Fix the 5 acceptance runner bugs. Improve spec harmonization to eliminate the 25-iteration loop. The pipeline's value proposition — scoring, gating, and quality assurance at scale — remains valid. Once operational, it should produce measurably higher quality than the agent loop.

The deeper question: at what scale does orchestration start paying for itself? A todo app may not need 8 phases and 40 scoring dimensions. A 100K-line enterprise application might. This experiment has not yet tested at that scale.

Transparency

Honest accounting of what this experiment can and cannot claim.

Claims NOT Supported

“Production-ready output”

43 issues (8 critical) in the post-run audit. The output builds and tests pass, but the auth flow is broken, validation is missing, and race conditions exist.

“Pipeline approach is wrong”

The pipeline (Foundry) attempts a harder problem: quality assurance at scale with scoring and gating. 13 failures are iteration data, not a verdict. Development continues.

“$0 cost” without qualification

Out-of-pocket was $0.004 (Gemini only). Claude was accessed via Max subscription ($0 marginal). At API rates, the same usage costs $25.85. Both figures are required for honest reporting.

Known Limitations

Single application type tested

Only a NestJS + Next.js todo app. Results may differ for other stacks, larger applications, or different domain complexity.

Single local model tested

qwen3-coder-next only. Other local models (CodeLlama, DeepSeek-Coder) may perform differently. No cross-model comparison has been done.

Prompt fixes not yet validated

All 5 root cause fixes have been committed to the forge codebase but not tested in a clean run. Their effectiveness is unproven.

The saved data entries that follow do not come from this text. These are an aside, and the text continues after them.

PR #2929, opened 2026-04-27
St protocol handlers single device thread

aleclorimer:
Enabling of `shared_device_thread` on the remaining ST protocol handlers. Split into a different commit for each driver.

### DIFF
--- a/drivers/SmartThings/matter-pump/src/init.lua
+++ b/drivers/SmartThings/matter-pump/src/init.lua
@@ -321,6 +321,7 @@ local matter_driver_template = {
     capabilities.pumpOperationMode,
     capabilities.pumpControlMode,
   },
+  shared_device_thread_enabled = true,
 }
 
 local matter_driver = MatterDriver("matter-pump", matter_driver_template)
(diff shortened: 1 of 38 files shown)


cjswedes (commented):
This field is only considered at the top level driver, subdriver init files do not need an update.

varzac:
# Possible Redundant  in Subdrivers

The following files set  and appear to be subdrivers (not top-level driver entry files):

- drivers/SinuxSoft/britzyhub/src/elevator/init.lua
- drivers/SinuxSoft/britzyhub/src/gas-valve/init.lua

Can the maintainers confirm if these fields are intentionally required in subdrivers? If not, it may be cleaner to remove for consistency, as only the primary driver should generally require this per ST convention.

**AIREVIEW** tag added for internal tracking.

---
This review was generated using the OpenAI/GPT automation for code review.

varzac:
It did not do a very good job of identifying the list of subdrivers.  And Carter had already mentioned the general comment, so not sure how much value the AIReview added to this PR.

drivers/SmartThings/matter-pump/src/init.lua
aleclorimer, line 1: Must be a CRLF vs LF line ending change that only has popped up from this file. Only shows a change on line 323->324 when you hide whitespace changes.

aleclorimer:
> It did not do a very good job of identifying the list of subdrivers. And Carter had already mentioned the general comment, so not sure how much value the AIReview added to this PR.

Just a general question, but any way I can kick this agent to run again or will it run automatically?

varzac (approved):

Pipeline comparison is asymmetric

The pipeline had 13 runs against a harder problem with known bugs. The agent loop had 6 runs against a simpler problem. Direct comparison of success rates (0% vs 17%) is misleading without this context.

Relationship to Prior Phases

Shifts from measurement to architecture

Phases 1–3 asked “how do we measure AI code quality?” Phase 4 asks “what is the right architecture for generating it?” These are complementary questions. The pipeline’s scoring framework (from Phase 3) could be applied to the agent loop’s output in future work.

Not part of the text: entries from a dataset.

PR #2930, opened 2026-04-28
Matter Switch: use parent device for get_field calls in capability commands

hcarter-775:
# Description of Change
Explicitly use the parent device when getting the custom color temperature fields in the capability handlers. Without this, child devices will not be able to access their endpoint-specific fields, as these are only stored on the parent device.

# Summary of Completed Tests
Unit tests updated with tests to handle the capability commands from child devices.

Further, the entire parent/child test file was re-worked in order to more clearly describe in several places what is actually being tested, with more focused tests being created and several tests being merged together to better understand what is being tested.

Also, there are several "on off parent child"-like tests across the integration tests, and I have moved them all into one file to further add clarity. Doing this involved some re-work of the matter_switch_device_types unit tests, which has had several tests moved/consolidated, and has been renamed to matter_on_off_device_configuration for further clarity.


drivers/SmartThings/matter-switch/src/switch_handlers/capability_handlers.lua
```diff
@@ -108,14 +108,16 @@ end
 function CapabilityHandlers.handle_set_color_temperature(driver, device, cmd)
   local endpoint_id = device:component_to_endpoint(cmd.component)
   local temp_in_kelvin = cmd.args.temperature
-  local min_temp_kelvin = switch_utils.get_field_for_endpoint(device, fields.COLOR_TEMP_BOUND_RECEIVED_KELVIN..fields.COLOR_TEMP_MIN, endpoint_id)
-  local max_temp_kelvin = switch_utils.get_field_for_endpoint(device, fields.COLOR_TEMP_BOUND_RECEIVED_KELVIN..fields.COLOR_TEMP_MAX, endpoint_id)
+  -- note: the field containing the color temp bounds will be associated with a parent device
+  local field_device = device:get_parent_device() or device
+  local min_temp_kelvin = switch_utils.get_field_for_endpoint(field_device, fields.COLOR_TEMP_BOUND_RECEIVED_KELVIN..fields.COLOR_TEMP_MIN, endpoint_id)
```
ctowns, line 114: Could you update the `get_field_for_endpoint` util function itself to just get the parent if the current device is a child? That would prevent the need to add in these additional checks to get the "field device" in these handlers. I assume there is no case where we save fields on the child device?

Also, one thing I might be misunderstanding is -if the fields are not handled on child devices, how would they be used by the native handlers for those devices?

hcarter-775: To your first point, I think that's a cool idea, though this sort of logic is also implemented rn for a non "for_endpoint" field, see [here](https://github.com/SmartThingsCommunity/SmartThingsEdgeDrivers/blob/main/drivers/SmartThings/matter-switch/src/switch_handlers/capability_handlers.lua#L224), and I don't love the idea of having 2 paths for this. What do you think? I do like the clarity of the current approach.

To your second, parent/child modelled devices are not handled today by native handlers, partially for reasons related to complexity like this.

drivers/SmartThings/matter-switch/src/test/test_matter_on_off_device_configuration.lua
```diff
@@ -0,0 +1,306 @@
...
+      },
+      device_types = {
+        {device_type_id = 0x0103, device_type_revision = 1} -- On/Off Light Switch
+      }
+    }
+  }
+})
+
+test.register_coroutine_test(
+  "Test init for onoff parent cluster as client",
```
cjswedes, line 77: Does this device remain as a matter thing?

drivers/SmartThings/zigbee-switch/src/stateless_handlers/init.lua
cjswedes, line 1: Could you add a test for use of these fields for zigbee (something like the "Extended Color Child: colorTemperatureRange, setColorTemperature, stepColorTemperatureByPercent handled appropriately" you added for matter). I am not seeing one right now.

cjswedes (approved):

drivers/SmartThings/matter-switch/src/test/test_matter_on_off_device_configuration.lua
hcarter-775: Yes, since we don't want to re-profile devices with on/off clusters that are handled as "client" rather than "server".

drivers/SmartThings/zigbee-switch/src/stateless_handlers/init.lua
hcarter-775: So here for example is a Zigbee test that uses these fields: https://github.com/SmartThingsCommunity/SmartThingsEdgeDrivers/blob/main/drivers/SmartThings/zigbee-switch/src/test/test_sengled_color_temp_bulb.lua#L283, but for a parent device. The issue I'm seeing in testing children (like the test you mentioned) is that there is kinda no way today for the Zigbee Switch driver to generically produce an EDGE_CHILD device with the stateless step capabilities. None of the manufacturer-defined subdrivers create children that utilize any of these capabilities.

drivers/SmartThings/matter-switch/src/switch_handlers/capability_handlers.lua
ctowns: Yeah I think the current approach is good, I didn't realize we had another use case for this as well so thanks for linking that!

Thanks for the clarification on parent/child devices with native handlers, I had forgotten about that :+1:

ctowns (approved):

drivers/SmartThings/zigbee-switch/src/stateless_handlers/init.lua
cjswedes: Sounds good, no need to add anything then.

Foundry incorporates prior findings

The pipeline’s scoring engine uses 40 ISO/IEC 25010 dimensions from Phase 3 and deterministic tool verification from Phase 2. The pipeline is not separate from the research — it is an attempt to operationalize it.

Data Access

Trial output, gap analysis, and experiment reports are public. The Foundry and Forge codebases are private.